**Work order:** Read through the entries below and return each line with the word "attempted".

══════

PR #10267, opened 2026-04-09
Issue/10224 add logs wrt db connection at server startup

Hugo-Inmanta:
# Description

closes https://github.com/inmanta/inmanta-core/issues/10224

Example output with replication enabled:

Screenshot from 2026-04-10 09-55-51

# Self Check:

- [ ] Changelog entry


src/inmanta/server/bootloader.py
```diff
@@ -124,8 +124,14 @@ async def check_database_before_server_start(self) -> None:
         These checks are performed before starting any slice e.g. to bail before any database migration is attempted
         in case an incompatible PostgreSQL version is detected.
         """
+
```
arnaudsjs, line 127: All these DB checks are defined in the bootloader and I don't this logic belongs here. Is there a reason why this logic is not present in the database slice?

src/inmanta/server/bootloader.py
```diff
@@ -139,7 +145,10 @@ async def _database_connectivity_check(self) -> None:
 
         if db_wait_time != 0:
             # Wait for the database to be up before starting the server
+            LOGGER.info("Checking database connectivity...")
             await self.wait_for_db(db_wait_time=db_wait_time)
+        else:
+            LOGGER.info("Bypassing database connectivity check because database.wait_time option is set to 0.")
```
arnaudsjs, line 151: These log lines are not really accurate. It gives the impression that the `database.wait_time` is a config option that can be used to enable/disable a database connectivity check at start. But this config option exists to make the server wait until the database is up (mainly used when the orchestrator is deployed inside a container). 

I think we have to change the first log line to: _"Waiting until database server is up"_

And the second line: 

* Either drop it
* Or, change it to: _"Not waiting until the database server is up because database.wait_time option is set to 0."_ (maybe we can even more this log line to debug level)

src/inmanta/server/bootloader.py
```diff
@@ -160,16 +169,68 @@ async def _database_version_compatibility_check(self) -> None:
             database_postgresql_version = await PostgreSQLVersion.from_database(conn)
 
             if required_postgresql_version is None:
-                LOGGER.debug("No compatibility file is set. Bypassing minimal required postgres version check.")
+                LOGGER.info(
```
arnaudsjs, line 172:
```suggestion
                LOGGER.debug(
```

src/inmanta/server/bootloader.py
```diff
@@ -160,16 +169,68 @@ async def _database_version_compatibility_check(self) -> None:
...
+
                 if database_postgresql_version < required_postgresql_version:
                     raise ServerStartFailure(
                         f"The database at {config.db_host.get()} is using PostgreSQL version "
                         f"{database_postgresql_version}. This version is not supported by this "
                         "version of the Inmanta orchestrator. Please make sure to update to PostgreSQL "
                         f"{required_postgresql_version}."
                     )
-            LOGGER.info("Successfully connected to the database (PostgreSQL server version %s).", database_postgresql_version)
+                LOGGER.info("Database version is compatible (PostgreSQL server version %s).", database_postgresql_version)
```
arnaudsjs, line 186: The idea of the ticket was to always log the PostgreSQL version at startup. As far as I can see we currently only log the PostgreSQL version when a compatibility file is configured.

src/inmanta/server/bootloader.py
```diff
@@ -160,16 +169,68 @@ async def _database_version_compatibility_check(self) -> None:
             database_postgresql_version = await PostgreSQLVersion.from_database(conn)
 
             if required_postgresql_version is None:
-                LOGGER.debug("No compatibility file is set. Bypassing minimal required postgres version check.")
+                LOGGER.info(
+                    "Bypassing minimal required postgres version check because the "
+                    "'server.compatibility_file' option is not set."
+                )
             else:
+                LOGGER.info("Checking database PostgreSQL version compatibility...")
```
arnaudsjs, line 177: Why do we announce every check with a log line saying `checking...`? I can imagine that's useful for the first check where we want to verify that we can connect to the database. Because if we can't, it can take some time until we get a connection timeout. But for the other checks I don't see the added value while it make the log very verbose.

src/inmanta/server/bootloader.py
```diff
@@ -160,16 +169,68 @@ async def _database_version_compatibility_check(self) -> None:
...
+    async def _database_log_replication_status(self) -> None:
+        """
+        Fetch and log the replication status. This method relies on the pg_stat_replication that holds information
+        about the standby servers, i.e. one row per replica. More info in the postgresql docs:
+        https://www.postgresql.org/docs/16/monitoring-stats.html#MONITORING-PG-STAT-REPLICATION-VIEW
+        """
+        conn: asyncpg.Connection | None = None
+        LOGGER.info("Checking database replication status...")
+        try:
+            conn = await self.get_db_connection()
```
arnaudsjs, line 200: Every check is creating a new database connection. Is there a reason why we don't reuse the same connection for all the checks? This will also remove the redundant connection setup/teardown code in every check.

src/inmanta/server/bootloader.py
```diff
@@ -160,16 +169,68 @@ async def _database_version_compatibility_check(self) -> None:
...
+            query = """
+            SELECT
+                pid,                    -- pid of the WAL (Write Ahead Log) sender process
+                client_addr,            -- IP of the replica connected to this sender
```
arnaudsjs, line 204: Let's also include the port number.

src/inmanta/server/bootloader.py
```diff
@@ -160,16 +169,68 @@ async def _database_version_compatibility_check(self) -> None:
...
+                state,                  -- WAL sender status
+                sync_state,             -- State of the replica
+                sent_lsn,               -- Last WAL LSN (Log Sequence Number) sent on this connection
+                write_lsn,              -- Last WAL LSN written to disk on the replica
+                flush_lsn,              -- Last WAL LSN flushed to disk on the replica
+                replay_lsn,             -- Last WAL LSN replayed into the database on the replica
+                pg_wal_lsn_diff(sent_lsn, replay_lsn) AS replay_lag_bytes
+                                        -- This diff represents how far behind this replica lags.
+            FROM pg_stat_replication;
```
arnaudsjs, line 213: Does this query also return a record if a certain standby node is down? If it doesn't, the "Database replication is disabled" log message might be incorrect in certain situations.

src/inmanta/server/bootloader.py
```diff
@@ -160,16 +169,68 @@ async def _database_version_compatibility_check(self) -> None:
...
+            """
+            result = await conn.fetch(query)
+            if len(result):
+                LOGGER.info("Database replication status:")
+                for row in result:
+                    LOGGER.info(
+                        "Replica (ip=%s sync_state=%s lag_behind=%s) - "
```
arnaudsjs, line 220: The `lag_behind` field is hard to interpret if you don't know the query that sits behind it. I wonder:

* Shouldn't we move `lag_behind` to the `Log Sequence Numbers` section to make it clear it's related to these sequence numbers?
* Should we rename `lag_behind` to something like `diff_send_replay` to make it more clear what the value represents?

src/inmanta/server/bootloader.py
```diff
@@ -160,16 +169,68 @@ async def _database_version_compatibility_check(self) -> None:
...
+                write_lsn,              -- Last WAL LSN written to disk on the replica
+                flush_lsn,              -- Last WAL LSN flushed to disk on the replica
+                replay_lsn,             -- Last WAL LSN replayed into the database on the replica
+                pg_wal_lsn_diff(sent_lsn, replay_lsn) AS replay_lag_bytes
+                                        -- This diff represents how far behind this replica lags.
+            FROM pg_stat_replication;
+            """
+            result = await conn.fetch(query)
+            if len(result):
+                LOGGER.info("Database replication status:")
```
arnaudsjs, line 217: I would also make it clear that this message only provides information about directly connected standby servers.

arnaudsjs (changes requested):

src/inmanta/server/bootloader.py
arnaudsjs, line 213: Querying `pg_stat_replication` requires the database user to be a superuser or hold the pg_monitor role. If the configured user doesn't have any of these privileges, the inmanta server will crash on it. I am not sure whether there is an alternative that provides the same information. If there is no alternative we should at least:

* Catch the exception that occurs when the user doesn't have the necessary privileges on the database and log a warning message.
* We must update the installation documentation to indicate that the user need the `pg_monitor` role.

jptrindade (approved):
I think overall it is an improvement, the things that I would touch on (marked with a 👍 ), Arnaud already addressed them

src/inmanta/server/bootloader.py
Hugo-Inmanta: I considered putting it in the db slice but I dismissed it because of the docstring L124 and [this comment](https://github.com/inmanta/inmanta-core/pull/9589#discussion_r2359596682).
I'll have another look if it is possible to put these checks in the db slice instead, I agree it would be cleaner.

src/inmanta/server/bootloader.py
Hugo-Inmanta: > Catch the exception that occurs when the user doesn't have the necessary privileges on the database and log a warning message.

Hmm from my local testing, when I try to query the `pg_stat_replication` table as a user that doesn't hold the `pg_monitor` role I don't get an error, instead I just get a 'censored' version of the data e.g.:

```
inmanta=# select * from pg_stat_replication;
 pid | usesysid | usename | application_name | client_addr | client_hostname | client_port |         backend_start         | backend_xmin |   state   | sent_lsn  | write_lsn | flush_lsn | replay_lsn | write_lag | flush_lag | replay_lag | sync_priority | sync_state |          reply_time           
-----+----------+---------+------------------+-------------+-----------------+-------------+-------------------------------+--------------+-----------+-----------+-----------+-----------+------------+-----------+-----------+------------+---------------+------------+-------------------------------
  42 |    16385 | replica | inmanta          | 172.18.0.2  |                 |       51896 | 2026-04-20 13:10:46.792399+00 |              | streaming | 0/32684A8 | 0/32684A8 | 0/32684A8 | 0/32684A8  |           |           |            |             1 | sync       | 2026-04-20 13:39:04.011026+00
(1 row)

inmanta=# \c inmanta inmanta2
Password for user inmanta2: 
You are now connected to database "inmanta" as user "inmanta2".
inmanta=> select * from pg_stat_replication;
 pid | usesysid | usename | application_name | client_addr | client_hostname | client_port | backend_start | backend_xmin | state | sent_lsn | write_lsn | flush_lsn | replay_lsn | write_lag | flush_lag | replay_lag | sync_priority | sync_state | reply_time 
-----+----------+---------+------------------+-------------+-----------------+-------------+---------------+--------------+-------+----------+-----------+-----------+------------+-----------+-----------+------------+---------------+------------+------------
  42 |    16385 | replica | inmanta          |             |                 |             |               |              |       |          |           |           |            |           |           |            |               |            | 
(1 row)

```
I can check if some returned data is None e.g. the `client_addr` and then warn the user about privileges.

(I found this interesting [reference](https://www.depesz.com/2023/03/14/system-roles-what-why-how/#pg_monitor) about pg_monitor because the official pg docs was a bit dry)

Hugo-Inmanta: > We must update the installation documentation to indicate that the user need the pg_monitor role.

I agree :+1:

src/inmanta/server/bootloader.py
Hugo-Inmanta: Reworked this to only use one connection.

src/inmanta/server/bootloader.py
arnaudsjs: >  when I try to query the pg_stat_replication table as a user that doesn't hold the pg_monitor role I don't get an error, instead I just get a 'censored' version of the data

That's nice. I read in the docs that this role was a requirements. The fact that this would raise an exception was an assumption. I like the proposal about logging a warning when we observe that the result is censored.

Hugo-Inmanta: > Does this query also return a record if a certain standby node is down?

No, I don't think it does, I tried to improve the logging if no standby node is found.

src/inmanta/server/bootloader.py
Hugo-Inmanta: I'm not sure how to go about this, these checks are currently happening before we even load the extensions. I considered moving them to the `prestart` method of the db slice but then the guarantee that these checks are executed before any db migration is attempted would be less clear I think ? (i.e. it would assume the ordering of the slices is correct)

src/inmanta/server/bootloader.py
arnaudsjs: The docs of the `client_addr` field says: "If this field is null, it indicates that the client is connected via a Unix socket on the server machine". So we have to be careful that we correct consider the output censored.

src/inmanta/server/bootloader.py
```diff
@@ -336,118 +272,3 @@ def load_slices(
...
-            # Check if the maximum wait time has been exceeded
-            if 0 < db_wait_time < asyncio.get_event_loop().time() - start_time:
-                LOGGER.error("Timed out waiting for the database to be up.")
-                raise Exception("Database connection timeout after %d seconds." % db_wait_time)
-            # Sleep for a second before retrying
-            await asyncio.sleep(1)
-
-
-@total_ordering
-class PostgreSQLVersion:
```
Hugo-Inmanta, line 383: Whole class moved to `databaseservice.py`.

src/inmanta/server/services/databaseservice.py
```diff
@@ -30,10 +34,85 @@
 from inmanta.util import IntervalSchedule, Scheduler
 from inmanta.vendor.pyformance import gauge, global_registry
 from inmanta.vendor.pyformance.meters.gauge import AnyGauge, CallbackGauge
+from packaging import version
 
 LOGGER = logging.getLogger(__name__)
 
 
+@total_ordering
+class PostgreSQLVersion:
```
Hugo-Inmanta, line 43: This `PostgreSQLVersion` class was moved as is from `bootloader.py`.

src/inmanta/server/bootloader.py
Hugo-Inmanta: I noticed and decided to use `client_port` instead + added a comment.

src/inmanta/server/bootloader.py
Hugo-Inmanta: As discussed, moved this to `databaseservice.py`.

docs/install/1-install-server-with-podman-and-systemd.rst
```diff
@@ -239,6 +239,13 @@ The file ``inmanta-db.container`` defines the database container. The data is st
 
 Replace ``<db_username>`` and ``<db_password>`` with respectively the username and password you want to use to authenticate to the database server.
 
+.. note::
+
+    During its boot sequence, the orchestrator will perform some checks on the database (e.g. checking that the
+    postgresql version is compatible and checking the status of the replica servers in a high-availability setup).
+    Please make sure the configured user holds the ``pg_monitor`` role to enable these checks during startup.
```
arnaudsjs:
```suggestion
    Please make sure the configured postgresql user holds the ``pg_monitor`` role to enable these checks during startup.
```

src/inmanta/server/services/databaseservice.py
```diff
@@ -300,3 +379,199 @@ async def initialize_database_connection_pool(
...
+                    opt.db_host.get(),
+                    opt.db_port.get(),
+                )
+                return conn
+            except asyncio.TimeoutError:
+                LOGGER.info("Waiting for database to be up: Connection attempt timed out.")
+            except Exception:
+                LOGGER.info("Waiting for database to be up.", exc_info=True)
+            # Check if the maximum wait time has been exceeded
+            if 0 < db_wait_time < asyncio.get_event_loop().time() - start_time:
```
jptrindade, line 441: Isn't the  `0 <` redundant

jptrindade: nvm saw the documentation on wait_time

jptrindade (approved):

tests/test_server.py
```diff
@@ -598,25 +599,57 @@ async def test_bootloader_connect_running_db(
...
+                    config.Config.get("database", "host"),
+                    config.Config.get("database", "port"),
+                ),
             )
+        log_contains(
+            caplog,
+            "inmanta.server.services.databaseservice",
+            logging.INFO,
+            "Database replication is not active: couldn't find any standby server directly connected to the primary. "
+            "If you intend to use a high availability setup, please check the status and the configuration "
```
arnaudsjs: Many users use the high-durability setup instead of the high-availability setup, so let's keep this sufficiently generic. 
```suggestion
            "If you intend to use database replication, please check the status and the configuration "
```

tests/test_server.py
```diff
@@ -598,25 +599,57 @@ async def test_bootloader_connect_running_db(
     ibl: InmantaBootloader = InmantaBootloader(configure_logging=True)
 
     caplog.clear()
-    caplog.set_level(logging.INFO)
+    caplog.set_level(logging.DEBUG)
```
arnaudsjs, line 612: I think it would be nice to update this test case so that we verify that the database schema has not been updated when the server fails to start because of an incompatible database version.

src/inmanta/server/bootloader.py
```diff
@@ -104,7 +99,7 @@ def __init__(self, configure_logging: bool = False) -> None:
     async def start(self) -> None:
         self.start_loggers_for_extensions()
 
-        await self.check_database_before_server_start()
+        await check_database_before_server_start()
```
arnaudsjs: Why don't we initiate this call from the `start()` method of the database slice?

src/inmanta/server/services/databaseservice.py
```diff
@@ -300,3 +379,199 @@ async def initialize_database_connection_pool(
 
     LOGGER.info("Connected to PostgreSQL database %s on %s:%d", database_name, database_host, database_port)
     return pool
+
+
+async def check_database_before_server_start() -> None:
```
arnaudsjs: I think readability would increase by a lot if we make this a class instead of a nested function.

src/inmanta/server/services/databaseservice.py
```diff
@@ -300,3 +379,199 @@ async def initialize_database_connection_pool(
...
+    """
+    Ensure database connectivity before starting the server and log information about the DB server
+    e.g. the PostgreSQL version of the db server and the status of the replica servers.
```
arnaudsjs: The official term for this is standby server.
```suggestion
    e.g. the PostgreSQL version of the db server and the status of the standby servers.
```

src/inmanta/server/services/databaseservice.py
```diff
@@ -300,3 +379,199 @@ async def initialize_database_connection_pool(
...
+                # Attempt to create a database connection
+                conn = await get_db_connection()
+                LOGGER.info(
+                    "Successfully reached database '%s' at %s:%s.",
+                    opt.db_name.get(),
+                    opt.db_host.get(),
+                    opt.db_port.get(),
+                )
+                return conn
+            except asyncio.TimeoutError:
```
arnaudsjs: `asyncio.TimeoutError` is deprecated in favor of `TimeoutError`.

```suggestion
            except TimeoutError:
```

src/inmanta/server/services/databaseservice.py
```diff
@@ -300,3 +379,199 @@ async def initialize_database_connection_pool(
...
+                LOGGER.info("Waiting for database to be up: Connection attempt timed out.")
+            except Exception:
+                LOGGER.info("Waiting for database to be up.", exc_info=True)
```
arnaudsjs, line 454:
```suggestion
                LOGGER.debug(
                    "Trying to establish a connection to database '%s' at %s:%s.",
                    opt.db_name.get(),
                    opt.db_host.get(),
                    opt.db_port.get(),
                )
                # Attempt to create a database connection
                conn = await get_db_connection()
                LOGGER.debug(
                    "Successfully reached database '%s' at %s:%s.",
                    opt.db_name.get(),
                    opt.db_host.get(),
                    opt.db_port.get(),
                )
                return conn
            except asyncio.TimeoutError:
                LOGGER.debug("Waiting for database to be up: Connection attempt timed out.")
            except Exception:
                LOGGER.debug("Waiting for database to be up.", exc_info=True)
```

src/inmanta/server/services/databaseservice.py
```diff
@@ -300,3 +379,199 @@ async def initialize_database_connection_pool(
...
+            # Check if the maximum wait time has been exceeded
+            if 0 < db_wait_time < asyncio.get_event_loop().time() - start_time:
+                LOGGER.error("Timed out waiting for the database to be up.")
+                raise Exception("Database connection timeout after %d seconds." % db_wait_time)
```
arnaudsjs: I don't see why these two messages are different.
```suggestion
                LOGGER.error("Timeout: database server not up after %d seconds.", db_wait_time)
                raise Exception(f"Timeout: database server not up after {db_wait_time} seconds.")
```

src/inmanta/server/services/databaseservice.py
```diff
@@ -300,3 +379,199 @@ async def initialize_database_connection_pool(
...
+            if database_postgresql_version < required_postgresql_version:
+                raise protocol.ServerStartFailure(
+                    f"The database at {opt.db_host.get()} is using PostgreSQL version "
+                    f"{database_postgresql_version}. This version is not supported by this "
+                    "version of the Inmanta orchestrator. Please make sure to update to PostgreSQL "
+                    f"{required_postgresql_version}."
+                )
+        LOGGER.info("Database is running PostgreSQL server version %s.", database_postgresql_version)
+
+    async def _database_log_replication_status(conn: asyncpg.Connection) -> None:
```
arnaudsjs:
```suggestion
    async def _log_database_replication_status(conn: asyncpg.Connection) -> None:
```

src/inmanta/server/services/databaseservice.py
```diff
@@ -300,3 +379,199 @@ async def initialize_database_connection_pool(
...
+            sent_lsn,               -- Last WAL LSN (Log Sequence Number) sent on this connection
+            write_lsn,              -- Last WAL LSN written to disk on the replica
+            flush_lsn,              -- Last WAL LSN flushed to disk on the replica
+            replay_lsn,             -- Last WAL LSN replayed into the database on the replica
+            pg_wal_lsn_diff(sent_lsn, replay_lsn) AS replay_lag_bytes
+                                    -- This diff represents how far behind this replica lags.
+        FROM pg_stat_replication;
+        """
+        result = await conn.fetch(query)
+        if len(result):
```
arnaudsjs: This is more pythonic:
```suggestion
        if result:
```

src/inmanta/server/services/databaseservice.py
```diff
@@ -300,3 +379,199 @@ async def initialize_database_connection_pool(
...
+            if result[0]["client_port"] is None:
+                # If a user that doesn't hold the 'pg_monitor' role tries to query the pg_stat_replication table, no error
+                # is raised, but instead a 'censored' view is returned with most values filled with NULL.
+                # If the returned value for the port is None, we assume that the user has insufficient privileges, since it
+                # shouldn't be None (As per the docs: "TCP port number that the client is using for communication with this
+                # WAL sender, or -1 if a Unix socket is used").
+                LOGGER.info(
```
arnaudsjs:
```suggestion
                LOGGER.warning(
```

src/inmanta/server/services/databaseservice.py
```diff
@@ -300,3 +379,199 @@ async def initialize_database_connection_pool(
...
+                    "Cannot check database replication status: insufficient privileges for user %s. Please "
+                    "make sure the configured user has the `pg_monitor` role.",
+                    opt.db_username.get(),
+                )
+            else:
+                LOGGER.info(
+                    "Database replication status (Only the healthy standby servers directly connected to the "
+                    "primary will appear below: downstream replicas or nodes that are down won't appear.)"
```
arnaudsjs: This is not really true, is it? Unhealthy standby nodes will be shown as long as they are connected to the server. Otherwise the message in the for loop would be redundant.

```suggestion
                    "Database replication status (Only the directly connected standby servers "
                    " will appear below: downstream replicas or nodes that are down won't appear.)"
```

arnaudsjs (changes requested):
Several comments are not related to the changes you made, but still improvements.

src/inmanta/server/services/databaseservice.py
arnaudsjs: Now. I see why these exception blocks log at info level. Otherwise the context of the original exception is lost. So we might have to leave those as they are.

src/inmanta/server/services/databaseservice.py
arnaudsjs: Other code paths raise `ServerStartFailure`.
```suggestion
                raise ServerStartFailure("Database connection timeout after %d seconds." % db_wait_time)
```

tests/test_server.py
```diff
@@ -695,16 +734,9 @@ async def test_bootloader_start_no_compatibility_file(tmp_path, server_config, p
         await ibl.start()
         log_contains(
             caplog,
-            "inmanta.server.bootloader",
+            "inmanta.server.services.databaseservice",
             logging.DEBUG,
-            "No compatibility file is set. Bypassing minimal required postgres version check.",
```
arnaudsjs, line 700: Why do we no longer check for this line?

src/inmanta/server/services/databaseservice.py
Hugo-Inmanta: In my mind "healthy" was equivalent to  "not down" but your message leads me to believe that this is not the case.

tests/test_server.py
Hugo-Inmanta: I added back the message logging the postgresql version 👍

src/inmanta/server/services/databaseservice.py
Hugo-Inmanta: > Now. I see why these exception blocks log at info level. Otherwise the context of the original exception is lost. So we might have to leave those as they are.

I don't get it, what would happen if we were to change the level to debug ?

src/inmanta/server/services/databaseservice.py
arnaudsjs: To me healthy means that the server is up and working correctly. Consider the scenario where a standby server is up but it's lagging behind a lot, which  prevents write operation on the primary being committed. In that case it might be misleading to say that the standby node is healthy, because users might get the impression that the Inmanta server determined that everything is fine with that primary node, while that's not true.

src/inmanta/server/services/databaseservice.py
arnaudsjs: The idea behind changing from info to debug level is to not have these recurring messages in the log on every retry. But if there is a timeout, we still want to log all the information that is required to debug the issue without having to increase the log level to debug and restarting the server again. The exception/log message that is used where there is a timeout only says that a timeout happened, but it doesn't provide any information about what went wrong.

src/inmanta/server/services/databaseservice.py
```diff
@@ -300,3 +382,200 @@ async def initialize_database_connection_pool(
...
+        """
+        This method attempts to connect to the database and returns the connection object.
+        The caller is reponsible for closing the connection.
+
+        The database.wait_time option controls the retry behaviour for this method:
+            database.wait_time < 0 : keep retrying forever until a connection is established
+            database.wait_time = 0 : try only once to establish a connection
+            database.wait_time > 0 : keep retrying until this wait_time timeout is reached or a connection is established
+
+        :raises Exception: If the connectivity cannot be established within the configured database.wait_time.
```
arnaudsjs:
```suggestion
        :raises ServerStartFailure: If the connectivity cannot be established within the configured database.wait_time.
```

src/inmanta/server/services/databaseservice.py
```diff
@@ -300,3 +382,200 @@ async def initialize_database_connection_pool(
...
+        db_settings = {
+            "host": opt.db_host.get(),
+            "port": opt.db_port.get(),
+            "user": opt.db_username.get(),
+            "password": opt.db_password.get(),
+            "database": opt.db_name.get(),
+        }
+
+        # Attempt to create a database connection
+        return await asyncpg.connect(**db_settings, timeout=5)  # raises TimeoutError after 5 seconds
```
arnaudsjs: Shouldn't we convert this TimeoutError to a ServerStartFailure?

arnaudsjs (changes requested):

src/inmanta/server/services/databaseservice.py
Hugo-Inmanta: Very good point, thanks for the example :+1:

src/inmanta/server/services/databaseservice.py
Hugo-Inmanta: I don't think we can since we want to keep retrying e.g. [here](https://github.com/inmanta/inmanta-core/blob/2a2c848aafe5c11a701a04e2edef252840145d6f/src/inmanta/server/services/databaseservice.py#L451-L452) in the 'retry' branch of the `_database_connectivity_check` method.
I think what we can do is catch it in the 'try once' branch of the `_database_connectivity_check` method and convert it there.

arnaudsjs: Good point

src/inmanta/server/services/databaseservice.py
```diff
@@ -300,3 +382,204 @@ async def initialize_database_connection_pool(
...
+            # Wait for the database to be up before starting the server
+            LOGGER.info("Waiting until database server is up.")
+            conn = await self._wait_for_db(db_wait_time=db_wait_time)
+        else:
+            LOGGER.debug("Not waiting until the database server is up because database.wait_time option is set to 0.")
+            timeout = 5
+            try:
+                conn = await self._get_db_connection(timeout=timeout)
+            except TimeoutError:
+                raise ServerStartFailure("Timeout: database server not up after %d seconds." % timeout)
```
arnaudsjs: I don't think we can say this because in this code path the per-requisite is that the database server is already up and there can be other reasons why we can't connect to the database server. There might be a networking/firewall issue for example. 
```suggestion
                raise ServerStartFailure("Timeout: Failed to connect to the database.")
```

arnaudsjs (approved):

══════

**Response to the exercise:**
         These checks are performed before starting any slice e.g. to bail before any database migration is attempted
Hugo-Inmanta: I'm not sure how to go about this, these checks are currently happening before we even load the extensions. I considered moving them to the `prestart` method of the db slice but then the guarantee that these checks are executed before any db migration is attempted would be less clear I think ? (i.e. it would assume the ordering of the slices is correct)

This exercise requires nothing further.